What kind of problem is this and what tools can we use to tackle it?

[LuculentCabal]

Basically I have the following system:

$$ac = A$$

$$ad + bc = B$$

$$bd = C$$


where $$A$$, $$B$$, and $$C$$ are constants.

Solving for $$a, b, c,$$ and $$d$$, what kind of problem/system am I encountering and what appropriate tools (vectors and/or numerical methods perhaps[?]) would help to find the set of solutions for $$a, b, c,$$ and $$d$$?

I know that the system factors a trinomial but I don't know what kind of problem is presented by the system itself.

Thanks in advance for any insight.

 

[betel]

Inserting the first and third equation into the second gives you a quadratic equation (altghough for a product of two unknowns).
You will still end up with one unknown variable as you do not have enough equations.

 

[LuculentCabal]

You will still end up with one unknown variable as you do not have enough equations.

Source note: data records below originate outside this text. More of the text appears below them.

PR #364, opened 2016-10-03
Added feature to open NewPipefrom the share menu of YT.

SUguy:
NewPipe can now open videos from the share menu of YT. This is the most convenient and fastest way. Shouldn't this be included in the main app?

### DIFF
--- a/app/build.gradle
+++ b/app/build.gradle
@@ -2,7 +2,7 @@ apply plugin: 'com.android.application'
 
 android {
     compileSdkVersion 24
-    buildToolsVersion '23.0.3'
+    buildToolsVersion '24.0.3'
 
     defaultConfig {
         applicationId "org.schabi.newpipe"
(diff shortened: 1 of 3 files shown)


timofonic:
I'm just an user. What do you mean? YT app or site? I fail to understand it.

theScrabi:
He means to put the feature of this [app](https://github.com/TeamNewPipe/ShareWithNewPipe) into main NewPipe app.

SUguy:
Yeap... Shouldn't it be included in the main app....?

teod0r:
I think that it should be included in the app.
For those who want to just download, there should be an option in settings with 3 options:
* always download
* always play video
* always ask if  download or play

SUguy:
@theScrabi I back @teod0r. Can you please conduct a **poll** to collect user opinion.

theScrabi:
All right now. You want it you get it, but I did it my self though :)

PR #376, opened 2016-11-06
auto detect downloaded files as new media files

fr3ts0n:
add media scanner notification after successful download
* added DownloadListener
* on finished download send broadcast intent to media scanner


theScrabi:
I like that commit :) Although I might have to find out why CI is failing again.

theScrabi:
you forgot to add a copyright notice to the DownloadNotice

PR #377, opened 2016-11-10
Add basic support of playlist

BlenderViking:
Hi,

I made the playlist support for your greatest app 👍 

You can made a local playlist and add item for the search :

[](https://cloud.githubusercontent.com/assets/5410525/20182780/413286c2-a763-11e6-9bc0-06e90dd424f3.png)

If you tap on the more button these contextual menu is show :

[](https://cloud.githubusercontent.com/assets/5410525/20182977/efa3bdde-a763-11e6-87d4-88325b40af5f.png) [](https://cloud.githubusercontent.com/assets/5410525/20182980/f2188cc0-a763-11e6-801c-5d29be15aca4.png)
playlist 55
[](https://cloud.githubusercontent.com/assets/5410525/20183107/89834e42-a764-11e6-8eb2-7454f9cba101.png)

You can access to playlist screen with the contextual menu : 

[](https://cloud.githubusercontent.com/assets/5410525/20183227/ec252016-a764-11e6-9ab8-1967bfc5c708.png) [](https://cloud.githubusercontent.com/assets/5410525/20183256/02fd5380-a765-11e6-9b1e-7c99a29ce23a.png)
[](https://cloud.githubusercontent.com/assets/5410525/20183446/a0e7073a-a765-11e6-9ece-75bd3ccb7ccf.png)

An auto-play option mode for local playlist is now available : 
[](https://cloud.githubusercontent.com/assets/5410525/20183300/1fbcb51a-a765-11e6-93c9-75ef1c8dd3b2.png) [](https://cloud.githubusercontent.com/assets/5410525/20183381/62be9bd0-a765-11e6-8a9e-39dfe32ce500.png)

Retrieve a playlist directly from youtube is now supported : 

[](https://cloud.githubusercontent.com/assets/5410525/20183409/80781890-a765-11e6-9bb5-8b435943f6f5.png) [](https://cloud.githubusercontent.com/assets/5410525/20220009/29d78a1c-a82c-11e6-926c-cfb5619eaa6b.png)

It's possible to convert to local playlist a youtube playlist, but the content is limited to local loaded items

[](https://cloud.githubusercontent.com/assets/5410525/20220018/31080db6-a82c-11e6-9212-74fec7d4de2a.png)

The local playlist is store on sqlite database : 

I have added [stetho](https://facebook.github.io/stetho/) on project for help to debug sqlite database

With chrome a select my device :

sqlite

And i can query directly my device database :

table_schema

It's missing :

- Allow youtube playlist to autoplay audio or video

PR #382, opened 2016-11-25
Add basic support of playlist #377 (clone)

BlenderViking:
StreamInfoItem:

- [x] Fix StreamInfoItem Layout (margin the three dots so they are in the right location)
- [x] make the StreamInfoItem button cover the whole Item not just the top (like it was before)
- [x] Remove the share and play option form the StreamInfoItem context menu
- [x] Make the StreamInfoItem context menu a local drop down menu (like the once of the download items)

stream-preview-info 2

stream-preview-info 3
stream-preview-info 1

Extractor:

- [ ] Make the extractor part of the NewPipe extractor
- [ ] Make the extractor fit the NewPipe architecture
- [ ] Write unit tests for the extractor (can only be done before the first two parts are done)
ChannelActivity:

 Create a new layout for play list and queuing
- [x] Use the original layout for ChannelActivity again

Queuing- PlayListActivity:

- [x]  Allow drag and drop for manage item position (persist on sqlite database)
- [x] Allow Swipe for remove item on playlist
swipe
- [x] Stick to android style guidelines (only one floatingbutton each activity)
Solved by using a contextual menu for provide user action choice (like menu provide by hangout) using this lib : https://github.com/futuresimple/android-floating-action-button recommended by these stackoverflow thread: https://stackoverflow.com/questions/30699302/android-design-support-library-fab-menu
menu-local-playlist
external-playlist

Notification:

- [x] Make the rewind button, and the "last video button" be the same
(if the music runs for more than 2 second rewind, if it runs longer go back to the last video)
- [x] Make, that the notification wont crash if there is no more video in the queue and someone hits the next/last button

I didn't find how to replace my previous [pull request](https://github.com/TeamNewPipe/NewPipe/pull/377), so  I created a new request :-/


theScrabi:
Yep we are getting closer :) NNNNNNNNICE work

BlenderViking:
:tada:

Issue #386, opened 2016-12-04
Network Error


be-neth:
Hello,

I cannot use Newpipe when using my VPN on Android 7.
From logcat when searching "test" video I have the following exception :

~~~~
12-04 11:07:43.719 20419 23161 W System.err: java.io.IOException: java.io.FileNotFoundException: https://www.youtube.com/results?search_query=test&page=0&filters=video
12-04 11:07:43.720 20419 23161 W System.err:    at org.schabi.newpipe.Downloader.dl(Downloader.java:88)
12-04 11:07:43.721 20419 23161 W System.err:    at org.schabi.newpipe.Downloader.download(Downloader.java:65)
12-04 11:07:43.721 20419 23161 W System.err:    at org.schabi.newpipe.Downloader.download(Downloader.java:47)
12-04 11:07:43.721 20419 23161 W System.err:    at org.schabi.newpipe.extractor.services.youtube.YoutubeSearchEngine.search(YoutubeSearchEngine.java:88)
12-04 11:07:43.721 20419 23161 W System.err:    at org.schabi.newpipe.extractor.SearchResult.getSearchResult(SearchResult.java:32)
12-04 11:07:43.721 20419 23161 W System.err:    at org.schabi.newpipe.search_fragment.SearchWorker$SearchRunnable.run(SearchWorker.java:103)
12-04 11:07:43.721 20419 23161 W System.err:    at java.lang.Thread.run(Thread.java:761)
12-04 11:07:43.722 20419 23161 W System.err: Caused by: java.io.FileNotFoundException: https://www.youtube.com/results?search_query=test&page=0&filters=video
12-04 11:07:43.722 20419 23161 W System.err:    at com.android.okhttp.internal.huc.HttpURLConnectionImpl.getInputStream(HttpURLConnectionImpl.java:250)
12-04 11:07:43.722 20419 23161 W System.err:    at com.android.okhttp.internal.huc.DelegatingHttpsURLConnection.getInputStream(DelegatingHttpsURLConnection.java:210)
12-04 11:07:43.722 20419 23161 W System.err:    at com.android.okhttp.internal.huc.HttpsURLConnectionImpl.getInputStream(HttpsURLConnectionImpl.java)
12-04 11:07:43.722 20419 23161 W System.err:    at org.schabi.newpipe.Downloader.dl(Downloader.java:78)
12-04 11:07:43.722 20419 23161 W System.err:    ... 6 more
~~~~

[...]

PR #387, opened 2016-12-07
reCaptcha

be-neth:
The following patches try to implement reCaptcha from Youtube in a simple manner : 

If HTTP 429 is returned by Downloader : reCaptchaException is thrown and reCatpchaAcitivity is started.
The Activity is a simple WebView (with Javascript enabled) displaying reCaptcha.

Ref #386 .

### DIFF
--- a/app/src/main/AndroidManifest.xml
+++ b/app/src/main/AndroidManifest.xml
@@ -153,6 +153,9 @@
             android:label="@string/title_activity_channel"
             android:theme="@style/AppTheme.NoActionBar" />
 
+        <activity
+            android:name=".ReCaptchaActivity"
+            android:label="@string/reCaptchaActivity" />
     </application>
 
 </manifest>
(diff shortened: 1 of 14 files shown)


theScrabi:
I was not able to test it correctly since I never had the case where I had to enter a captcha. Can you enter some screenshots, to see how it would look like :)

be-neth:
Hi,

Sure :

1. After entering something in the search Bar
screenshot_20161225-095036

2. Captcha display in webview
screenshot_20161225-095044

3. Resolving Captcha
screenshot_20161225-095110

4. After Submit
screenshot_20161225-095201

But there is still two issues with this pull request that i need to fix :
1. After exiting the reCaptcha activity, I need to re-click on the search field to refresh the query.
2. If I click from outside Newpipe Application on a Youtube link the reCaptcha exception is thrown but the activity is not started.

Do you plan to work on NewPipe at the 33c3 ? I will be there too :)

theScrabi:
Well why not :) Meet me at the NewPipe talk, so we can talk about that :)

Issue #388, opened 2016-12-13
[BUG] Incorrect list of videos


teod0r:
First 20 results are displayed twise, they are dubblicated

BlenderViking:
Hi,

I don't have this problem. 

Can you provide some screenshot, device and network capacities ?

Regards,

teod0r:
Unfortunatly I can't provide screenshots because my devise does not provide the ability to take screenshots. I also tryed apps from markets and they didn't work too. I don't know if it is aproblem of ROM or device.

What do you mean by device and network capacities?
I use samsung galaxy tab 4 10.1 with cyanogenmod 11 (android 4.4.4)

theScrabi:
I can confirm that bug, I noticed that to.

coffeemakr:
This bug should be resolved [Version 0.8.6](https://github.com/TeamNewPipe/NewPipe/releases/tag/v0.8.6)

PR #390, opened 2016-12-19
Fix dublicated results

coffeemakr:
Fix for  #388:
Google begins with page 1 so we can add 1 to the page before creating the URL.
I've tested it on my Phone and it worked.

Examples:
https://www.youtube.com/results?search_query=test&page=0&filters=video
is the same as 
https://www.youtube.com/results?search_query=test&page=1&filters=video
but
https://www.youtube.com/results?search_query=test&page=2&filters=video
is different

### DIFF
--- a/.travis.yml
+++ b/.travis.yml
@@ -8,7 +8,7 @@ android:
     - build-tools-23.0.3
 
     # The SDK version used to compile NewPipe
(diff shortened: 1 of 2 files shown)


theScrabi:
Nice nice thanks :)

PR #396, opened 2016-12-27
Feature: Background progress bar

coffeemakr:
Hi
I've added a progress bar to the custom expanded notification view. And change the following things:

- Add progress bar to the expanded layout
- Create a subclass of NotificationBuilder to update the progress, title, artist and playing state more easily 
- Add the Parcelable "PlaybackState" which contains information about the current playback state 
- Add action "PLAYBACK_STATE" which is broadcasted by PlayerThread
- Uncomment the while loop at the end of PlayerThread.run() to update the playback state 
- Update notification on a received broadcast message in the broadcast receiver
- Fix some typos 

I think the broadcast message could also be used by activities to show controls when a stream is played in the background.

I hope you find this useful
Regards

### DIFF
--- a/.gitignore
+++ b/.gitignore
@@ -8,3 +8,4 @@
 /.idea
 /*.iml
 gradle.properties
+*~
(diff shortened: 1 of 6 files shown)


theScrabi:
All right. The seekbar goes to the edge of the notification.
Can you do a margin on the right site, so the margin on the right and left site are the same.

coffeemakr:
Done so. The preview image has a margin of 8dp on the right side but the close button has 5dp around.
I've chosen the 8dp.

Could there still be numerical methods for finding the solutions?

Thanks for your reply.

 

[mikeph]

My messing around on MATLAB. Not sure how useful it is...

EDU>> syms a b c A B C
EDU>> sol = solve('a*c = A','a*d + b*c = B','b*d = C');
EDU>> [a;sol.b(1);sol.c(1);sol.d(1)]
ans =
                                 a
 a*(1/2*B-1/2*(B^2-4*A*C)^(1/2))/A
                               A/a
   (1/2*B+1/2*(B^2-4*A*C)^(1/2))/a
EDU>> [a;sol.b(2);sol.c(2);sol.d(2)]
ans =
                                 a
 a*(1/2*B+1/2*(B^2-4*A*C)^(1/2))/A
                               A/a
   (1/2*B-1/2*(B^2-4*A*C)^(1/2))/a

I guess that's two sets of solutions?

edit - I generally prefer linear algebra to sets of equations where variables are multiplied. It's kind of a nightmare actually - I can see a uniqueness/existence problem if a = 0 right away, or B^2-4*A*C < 0? What a mess...

 

[Gerenuk]

I recommend substituting the top and bottom into the middle.
$$Cx+\frac{A}{x}=B$$
(where $x=\frac{a}{b}$) and solve for x.

The variable b is arbitrary (but not equal 0) and $a=xb$
Use top and bottom equation to find rest.

EDIT: just as bebel said :D

 

[LuculentCabal]

Thanks for the output MikeyW, your MATLAB solution looks consistent with what I have found. I have found that the system can be simplified to a function of $$b, c$$, and the constants. Letting one of the variables assume any value, I can solve for the other with the quadratic formula or Newtons method, and then find the other two variables.

After simplifying:

$${b^2}{c^2} - Bbc + AC = 0$$

$$a =\frac{A}{c}$$

$$d = \frac{C}{b}$$

I don't know if this would necessarily work for higher degree polynomials (especially an odd number of variables), and wonder if there is a solution using vectors/linear algebra. My linear algebra knowledge is still elementary and haven't had to encounter multiple variables before so I don't know if there are tools that can help.

 

[LuculentCabal]

A little more complex would be the following system which factors a quintic when $$a, b, c, d, e, f, g, h, i$$ and $$j$$ are solved for with $$A, B, C, D, E,$$ and $$F$$ being constants.


$$acegi = A$$

$$acegj + acehi + acfgi + egadi + egbci = B$$

$$acehj + acfgj + egadj + egbcj + acfhi + adehi + adfgi + bcehi + bcfgi + bdegi = C$$

$$acfhj + adehj + bcehj + bcfgj + bdegj + adfhi + bcfhi + ehbdi + fgbdi + adfgj = D$$

$$adfhj + bcfhj + ehbdj + fgbdj + bdfhi = E$$

$$bdfhj = F$$


Is there any way to solve for the above ten variables with a method more streamlined than the "plug and chug" method used previously for the quadratic?

*I am not as interested in any solution as I am in any algorithm ("plug and chug" or other)

Thanks again for any info. It is greatly appreciated.